Across all industries in Australia, only 7 per cent of managers are employed part-time, compared with 22 per cent of non-managers. Put differently, part-time employees are more than three times as likely to be non-managers than managers.

While the 7 per cent figure has risen from where it was a few years ago, progress has been very slow, said WGEA. Since 2018–2019, the proportion of managers who work part-time has risen by only 1 per cent.

The likelihood of working part-time hours decreases as seniority increases. Only 3 per cent of chief executives work part-time, while only 5 per cent of key management personnel are employed on a part-time basis.

The promotional cliff, therefore, refers to the relative infrequency of part-time working arrangements at levels of seniority.

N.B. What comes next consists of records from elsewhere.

PR #1087, opened 2023-09-23
fix: new diag for async/generator on getter/setter

### LINKED ISSUE #1066: 10$: error on async/generator getter/setter
The following code is invalid, but quick-lint-js does not complain:
```js
class C {
  async get foo() { return 42; }
}
```

koopiehoop:
closes #1066 

Can you check new tests? Did I place them right and do they need ```Spy_Visitor``` with ```EXPECT_THAT(p.visits, ...)```?
And what do you think about code repetition (```error_if_generator_method```, ```error_if_async_method```)? Looks like this is the only clean solution without compromising readability

### DIFF
--- a/src/quick-lint-js/diag/diagnostic-types-2.h
+++ b/src/quick-lint-js/diag/diagnostic-types-2.h
@@ -3261,6 +3261,26 @@ struct Diag_Missing_Comma_Between_Array_Elements {
                   ARG(expected_comma))]]  //
   Source_Code_Span expected_comma;
 };
+
+struct Diag_Class_Generator_On_Getter_Or_Setter {
+  [[qljs::diag("E0713", Diagnostic_Severity::error)]]  //
+  [[qljs::message("'*' keyword is not allowed on getters or setters",
+                  ARG(generator_keyword))]]                    //
+  [[qljs::message("'{0}' here", ARG(getter_setter_keyword))]]  //
+  Source_Code_Span method_start;
+  Source_Code_Span generator_keyword;
+  Source_Code_Span getter_setter_keyword;
+};
+
+struct Diag_Class_Async_On_Getter_Or_Setter {
+  [[qljs::diag("E0714", Diagnostic_Severity::error)]]  //
+  [[qljs::message("'async' keyword is not allowed on getters or setters",
+                  ARG(async_keyword))]]                        //
+  [[qljs::message("'{0}' here", ARG(getter_setter_keyword))]]  //
+  Source_Code_Span method_start;
+  Source_Code_Span async_keyword;
+  Source_Code_Span getter_setter_keyword;
+};
 }
 QLJS_WARNING_POP
 
--- a/src/quick-lint-js/diag/diagnostic-types-2.h
+++ b/src/quick-lint-js/diag/diagnostic-types-2.h
@@ -3264,11 +3264,10 @@ struct Diag_Missing_Comma_Between_Array_Elements {
 
 struct Diag_Class_Generator_On_Getter_Or_Setter {
   [[qljs::diag("E0713", Diagnostic_Severity::error)]]  //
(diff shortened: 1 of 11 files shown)


src/quick-lint-js/diag/diagnostic-types-2.h
```diff
@@ -3261,6 +3261,26 @@ struct Diag_Missing_Comma_Between_Array_Elements {
                   ARG(expected_comma))]]  //
   Source_Code_Span expected_comma;
 };
+
+struct Diag_Class_Generator_On_Getter_Or_Setter {
+  [[qljs::diag("E0713", Diagnostic_Severity::error)]]  //
+  [[qljs::message("'*' keyword is not allowed on getters or setters",
+                  ARG(generator_keyword))]]                    //
```
strager, line 3268: I think this is a confusing message. "'*' keyword" doesn't make sense because `*` is not a keyword.

I think a better phrasing is: "getters and setters cannot be generators"

src/quick-lint-js/diag/diagnostic-types-2.h
```diff
@@ -3261,6 +3261,26 @@ struct Diag_Missing_Comma_Between_Array_Elements {
...
+  [[qljs::message("'{0}' here", ARG(getter_setter_keyword))]]  //
+  Source_Code_Span method_start;
```
strager, line 3270: Nit: I think method_start is unnecessary, so I'd remove it.

src/quick-lint-js/fe/parse-class.cpp
```diff
@@ -1155,6 +1155,8 @@ void Parser::parse_and_visit_class_or_interface_member(
     void check_modifiers_for_method() {
       error_if_accessor_method();
       error_if_declare_method();
+      error_if_generator_method();
+      error_if_async_method();
```
strager, line 1159: Nit: I think "error if async method" is a misleading name. "error if async getter or setter" is more appropriate.
```suggestion
      error_if_generator_getter_or_setter();
      error_if_async_getter_or_setter();
```

test/test-parse-class.cpp
```diff
@@ -836,6 +836,48 @@ TEST_F(Test_Parse_Class, accessor_cannot_be_method) {
...
+      u8"          ^^^ .getter_setter_keyword"_diag,
+      javascript_options);
+  test_parse_and_visit_statement(
+      u8"class C { set async myMethod() { } }"_sv,  //
+      u8"                            ^ Diag_Class_Async_On_Getter_Or_Setter.method_start\n"_diag
+      u8"              ^^^^^ .async_keyword\n"_diag
+      u8"          ^^^ .getter_setter_keyword"_diag,
+      javascript_options);
+  test_parse_and_visit_statement(
+      u8"class C { async get myMethod() { } }"_sv,  //
```
strager, line 853: :+1:

strager (approved):
> Did I place [the tests] right

Yes!

> do [the tests] need `Spy_Visitor` with `EXPECT_THAT(p.visits, ...)`?

No. What you did is great.

> And what do you think about code repetition

We could parameterize the function (parameter for Token_Type::star/Token_Type::kw_async + template parameter for Diag_Class_Generator_On_Getter_Or_Setter/Diag_Class_Async_On_Getter_Or_Setter), but it might not be worth the effort.

strager:
This patch looks good to me. Let me know when I should merge it.

You can ignore the CI failures. I disconnected my ARM build bot (in my home lab) because I'm moving. It'll get hooked up in a few weeks.

koopiehoop:
> Let me know when I should merge it.

All suggested fixes have been applied, if the docs for the site looks good, then you can merge

strager:
Landed as commit be755cbf6b4c95e600a17f9e4dc7075e63d5009f. Thanks!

“Part-time workers who want to take up leadership roles in their workplace, or to make the change from full-time or casual work, face a sudden drop off in availability of management level jobs that could otherwise contribute to advancing or sustaining their career,” said WGEA chief executive Mary Wooldridge.

Gendered management

The true scope of the problem comes into view when considering women are far more likely to work on a part-time basis than men. While 30 per cent of women work part-time, the proportion of men in part-time roles is only 11 per cent. In raw figures, the number of women working in part-time roles nearly doubled between 1982 and 2022, while increases in full-time work increased more modestly.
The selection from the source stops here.